Exploring the electronic properties and cation complexation of polyoxoaurates [Au(III)4X4Om](n-) (X = Si(IV), P(V), Ge(IV), As(V), and Se(IV)) using quantum chemical calculations.

Quantum chemical calculations were performed to explore the structural and electronic properties of the two polyoxoaurates, [Au(III)4As(V)4O20](8-) (Au4As4) and [Au(III)4Se(IV)4O16](4-) (Au4Se4), known to date, and a number of hypothetical polyoxoaurate derivatives comprising heteroatoms different from arsenic and selenium (namely, Si, Ge and P). In addition, the interactions of [Au(III)4X4Om](n-) (X = As, Se) with alkali-metal cations (Li(+), Na(+), K(+) and Rb(+)) are also analysed.
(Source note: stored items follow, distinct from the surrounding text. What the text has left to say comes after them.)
PR #5726, opened 2026-08-26
fix(ton): drop IGNORE_ACTION_PHASE_ERRORS, sign explicit MAX amount

### LINKED ISSUE #5685: [Fix] TON: send mode still sets IGNORE_ACTION_PHASE_ERRORS after the #5249 status fix [TON / S1]
**Problem:** The status side was fixed in PR #5263 (we now detect action-phase failure), but the send side still sets `IGNORE_ACTION_PHASE_ERRORS` on every transfer — with a comment saying it prevents retry loops.
**Why it matters:** We now correctly *report* the failure we ourselves told the contract to ignore. Dropping the flag on app-initiated sends makes the transfer fail atomically instead of half-executing.
**Fix:** Remove the flag from `calculateSendMode` for app-built sends (keep it only if a dApp explicitly requests it).
**Receipts:** `data/.../crypto/TonHelper.kt:172-182`.
Sibling of vultisig-sdk#2181 (S1 item 1).

aminsato:
Closes #5685

## Summary

- **Drops `IGNORE_ACTION_PHASE_ERRORS` from all three TON builders** — native, jetton and TonConnect. With the flag set, a transfer the wallet contract can't pay for is skipped while the transaction still lands un-aborted: seqno consumed, no funds moved. #5263 taught the status side to detect exactly that, so the app was reporting a failure it had itself asked the contract to ignore.
- **MAX now signs the explicit amount** instead of `amount=0` + `ATTACH_ALL_CONTRACT_BALANCE`. The form displayed `balance − fee` but signed a full sweep, so ~0.045 TON more left the wallet than the user approved. The reserved fee now doubles as the account's storage reserve.
- `calculateSendMode` is gone; a single `SEND_MODE` constant feeds all three builders, which also folds in the jetton path that had been hardcoding its own mode.
- `sendMaxAmount` stays in the payload but no longer affects signing — same as iOS, whose `buildTransfers` destructures it away.
- Reworded the three comments asserting "every Vultisig TON send is signed with `IGNORE_ACTION_PHASE_ERRORS`", which is no longer true. The status-side checks stay — this path still reads transactions the app didn't sign: older sends, and sends built by peers or other clients.

## Cross-platform coordination

Both changes alter the signed bytes, and every co-signer recomputes the signing hash from the payload, so this only works if the platforms move together:

- **iOS already shipped this** in vultisig-ios#5259 (merged 2026-08-24). Android↔iOS TON co-signing is therefore broken *today* — this PR repairs it.
- **Windows / extension still diverge** until vultisig-sdk#2181 (S1 item 1) lands and the `@vultisig/core-chain` pin moves off 2.39.0. Same window iOS is already sitting in.

One note for the issue as written: the "keep it only if a dApp explicitly requests it" clause isn't implementable — `TonMessage` in commondata carries only `to` / `amount` / `payload` / `state_init`, no send mode, and iOS hardcodes pay-fees-separately for TonConnect too.

## Goldens

The Android and iOS `ton.json` fixtures are content-identical, and their pre-change hashes agreed byte for byte. So the re-recorded hashes here are **copied from the iOS commit** rather than freshly generated — `sendTONTest` passing is a byte-level check that the two platforms still produce the same signing hash, not just similar-looking code.

## On-chain verification

A MAX send from a build carrying this change, on mainnet: [`be28ed84…04970`](https://tonviewer.com/transaction/be28ed84d0e339659b08e6bc4756618ffa4c19940572cd661d3d7cf596804970) (wallet v4, seqno 41, 2026-08-26 13:03 UTC, `success: true`).

The decoded signed body carries **`mode: 1`** — pay-fees-separately alone. No `+2` (`IGNORE_ACTION_PHASE_ERRORS`) and no `128` (`ATTACH_ALL_CONTRACT_BALANCE`), which is the whole change visible in the bytes the network actually accepted.

The amounts confirm the MAX half:

| | nanoton | TON |
|---|---|---|
| Balance before | 8 775 999 527 | 8.775999527 |
| Signed amount (`grams`) | 8 725 999 527 | 8.725999527 |
| Fee actually charged | 458 683 | 0.000458683 |
| **Balance after** | **49 541 317** | **0.049541317** |

The signed amount is `balance − 0.05 TON` to the nanoton — the displayed MAX, sent verbatim rather than swept. The wallet kept **0.049541317 TON**; under the old mode-128 sweep it would have been left at ≈0, with ~0.0495 TON more leaving than the form showed. Real fees came to 0.00046 TON, so the 0.05 reserve is comfortable.

## Test plan

- [x] `sendTONTest` green against iOS's re-recorded hashes (native, jetton, memo/stake vectors)
- [x] New `tonSendModeIsPayFeesSeparatelyOnEveryBuilder` — sweeps every fixture, asserts mode 1 on each message
- [x] New `tonMaxSendSignsExplicitAmountNotSweep` — `sendMaxAmount=true` signs the explicit amount with mode 1
- [x] Existing TonConnect tests green, now also asserting the bare mode
- [x] 50 `:data` JVM TON tests green, 0 failures
- [x] Mainnet MAX send signs the displayed amount with mode 1 and leaves the reserve behind — see On-chain verification above
- [x] Mainnet native send completes keysign, broadcasts and confirms
- [ ] Mainnet jetton + TonConnect sends complete keysign and arrive
- [ ] TON send co-signed with an iOS build carrying vultisig-ios#5259

### DIFF
--- a/app/src/androidTest/assets/ton.json
+++ b/app/src/androidTest/assets/ton.json
@@ -29,7 +29,7 @@
       "vault_public_key_ecdsa": "023e4b76861289ad4528b33c2fd21b3a5160cd37b3294234914e21efb6ed4a452b",
       "lib_type": "DKLS"
     },
-    "expected_image_hash": ["aefa16a3825645bcfcf305be112bc2da400d213cb8c20d87e0e43d4eb214a5f8"]
+    "expected_image_hash": ["db6bfdb5473ece22c91a7a497c83e8a5d9009a03ad820f46839472c89f9f9235"]
   },
   {
     "name": "Send USDT TON",
@@ -63,7 +63,7 @@
       "vault_public_key_ecdsa": "023e4b76861289ad4528b33c2fd21b3a5160cd37b3294234914e21efb6ed4a452b",
       "lib_type": "DKLS"
     },
-    "expected_image_hash": ["44cbfbae7924a26eec5e6338370ff5d1dbde3fe63f67b1e8937cff1fc28aa2f3"]
+    "expected_image_hash": ["145673a02a4f1b091d6f9a34bf84490309ce6ef70ae9a2c2de0e5d9c1299cca9"]
   },
   {
     "name": "TON Stake with memo",
@@ -95,6 +95,6 @@
       "vault_public_key_ecdsa": "023e4b76861289ad4528b33c2fd21b3a5160cd37b3294234914e21efb6ed4a452b",
       "lib_type": "DKLS"
     },
-    "expected_image_hash": ["299ecf1da0682c338130b7f3f890484100e41c8f0d2b024b1fd0214df6e310dd"]
+    "expected_image_hash": ["f132a896ec6ea24c25309f2c220da4efcbd99c210323e266a8dafa8c5e290b78"]
   }
 ]
--- a/app/src/androidTest/java/com/vultisig/wallet/data/blockchain/ChainHelpersTest.kt
+++ b/app/src/androidTest/java/com/vultisig/wallet/data/blockchain/ChainHelpersTest.kt
@@ -209,6 +209,85 @@ class ChainHelpersTest {
     }
 
     /**
+     * Every app-built TON transfer carries mode PAY_FEES_SEPARATELY and nothing else - in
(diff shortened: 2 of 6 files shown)


rkokhatskyi (approved):
LGTM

The studies suggest that the geometry structure, electronic properties and nucleophilicity of oxygen atoms of these polyoxoaurates are tuned by the size or electronegativity of the heteroatoms (Si, Ge, P, As and Se). Then, the geometry of [Au(III)4X4Om](n-) (X = As and Se) coordinating with alkali cations from Li(+) to Rb(+) and the complexation energy between [Au(III)4X4Om](n-) and alkali cations were compared. The results show that the stability and electronic structure of heteropolyoxoaurates depend on the entrapped cations. On the basis of the complexation energy, it can be concluded that the ion-pairing effect in arsenate-capped oxoaurate is stronger than that in selenite-capped oxoaurate. These heteropolyoxoaurates are expected to play a role in aqueous behaviour, self-assembly characteristics of polyoxoaurates, ion recognition, selectivity studies and may exhibit potential guest-switchable redox properties.